Exp Ther Med ; 21(3): 191, 2021 Mar.
Artigo em Inglês | MEDLINE | ID: mdl-33488800

RESUMO

Therapeutic drug monitoring is an essential tool when managing the therapeutic use of immunosuppressant cyclosporine A (CsA) in cases with solid organ transplantation. In China, the concentration of CsA is primarily measured using immunoassays.

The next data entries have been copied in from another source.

Issue #272, opened 2015-09-21
Wrong shading


Flamefire:
@Flow86 @MarcusSt The shading calculation at https://github.com/Return-To-The-Roots/s25client/blob/master/src/GameWorldBase.cpp#L1221 seems to be off. Shouldn't that be 1,2,3?

Going to fix that if there is no specific reason for that.

BTW: The algorithm is different then from e.g. http://settlers2.net/documentation/world-map-file-format-wldswd/

Spikeone:
![shading](https://cloud.githubusercontent.com/assets/1276342/10051261/f5caddc0-6220-11e5-8d37-66acfbcb470d.png)

Good luck I still had this picture

Flamefire:
Which map is this?

Spikeone:
Island of Hills (OMAP00.SWD) in that case

Flamefire:
Ok. Then I'll look into shadow calculation again. RTTR seems pretty flat compared to s2

Spikeone:
Yeah, quite strange - I just know that you may check the mapeditor by xaser, he nearly had a fully working shading with SDL which looks great.
When the first rttr versions appeared, everything was lighter than its now ^^

Flamefire:
Xaser uses the original method via gouroud shading:

>The editor calculates shading (light) values for each vertex. Note that the gouraud shading in settlers 2 is precalculated.
The game trusts this data and uses it to get the right color value from one of the GOUx.DAT-files (x = 5-Greenland, 6-Wasteland, 7-Winterland).
This files contain a color value for each of the light values the editor set. If you plan to change this block to see what happens, you have to
load this map in the game to see it. The editor is not interested in this block cause it calculates the values from scratch.

>If you want to know how the original settlers 2 editor and game calculates the ShadingInformation, take a look at:
	http://bazaar.launchpad.net/~xaser/%2Bjunk/s2mapeditor/annotate/head%3A/CMap.cpp
The function called 'modifyShading(.....)' is what you need.

>In the GOUx.DAT files there are color values ( = color indices = mapped rgb data 8bpp). If you want to shade a pixel, you have to read it
from the tileset (the 8bit pixel value) and you need the shading value from this block (more specifically the interpolated value at the point you
want to draw). The GOUx.DAT files are two-dimensional arrays, for every of the 256 possible shading values (0x00 - 0xFF) every shaded palette is saved in this array.
So do the following to get the new color value for a given color value and a given shading value:

[...]

PR #273, opened 2015-09-22
Fixes according to static analysis

Flamefire:
Fix all found issues by using PVS Studio.

Mostly shadowing issues which can lead to confusion of members vs parameters but also some safety stuff (boost::array, missing copy operator, possibly throwing dtor, bool to int conversion, ...)
Renaming was done by VisualAssist so should be save (if any error, it would not be able to compile, besides that I'd just trust the refactoring function)

For review:

- [ ] Shading issue: https://github.com/Return-To-The-Roots/s25client/issues/272
- [ ] Safer use of minimap (replace void*)


Flow86:
you can work around the fPIC stuff if you disable static boost libraries and use the dynamic ones (perhaps we should add some kind of configure check if boost is build with fpic and if not, use dynamic librarys?)

Flamefire:
@Flow86 I'd rather make it an option to use static boost libs: `OPTION(Boost_USE_STATIC_LIBS ON)`
Not sure if an automatic check would work.

Flow86:
yes an automatic check would be possible since you could try to link a dynamic library (with -fpic) and boost which will fail if boost is without fpic

stefson:
I guess s25rttr is broken with system-boost-1.56.0 ; the bug I filled in #276 is not occuring when upgrading to system-boost-1.58.0 

Will do some further investigations tomorrow.

PR #302, opened 2015-10-29
Fix typo: Japaneses -> Japanese

bluss:


bluss:
I chose to fix it in both the user visible string and the code.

However, existing literature recommends mass spectrometry as the current gold standard for the quantitation of CsA. In the present study, it was attempted to develop a novel application to determine CsA concentrations by using ultra-performance liquid chromatography coupled to high-resolution mass spectrometry (UPLC-HRMS). This technique was then compared with a commercially available chemiluminescent microparticle immunoassay (CMIA) and it was investigated how clinical factors may contribute to quantitation differences between the two methods. An UPLC-Orbitrap-MS method was developed to determine CsA concentrations and this method was validated using guidelines put forward by the Food and Drug Administration from the US. In total, 127 blood samples were acquired from patients undergoing kidney transplantation and analyzed by UPLC-HRMS and CMIA assays. The novel method provided sensitive, accurate and precise results. The mean CsA concentration measured by CMIA was significantly higher than that measured by UPLC-HRMS (85.70±48.99 vs. 67.06±34.56 ng/ml, P<0.0001). Passing Bablok analysis yielded a slope of 1.34 (95% CI: 1.22-1.47) and an intercept of -2.54 (95% CI: -10.29-5.52). A group of samples with a higher metabolic ratio (hydroxylated CsA/CsA>1) exhibited larger discrepancies, while a group of samples taken from patients with a longer post-transplantation time (>10 years) featured narrow 95% CIs from -15.32 to 65.69%, as determined by Bland-Altman analysis. In summary, a reliable, accurate and rapid UPLC-HRMS method for CsA analysis was successfully developed. The measurement of CsA by the CMIA assay in renal transplant patients should be further evaluated with a specific focus on positive bias.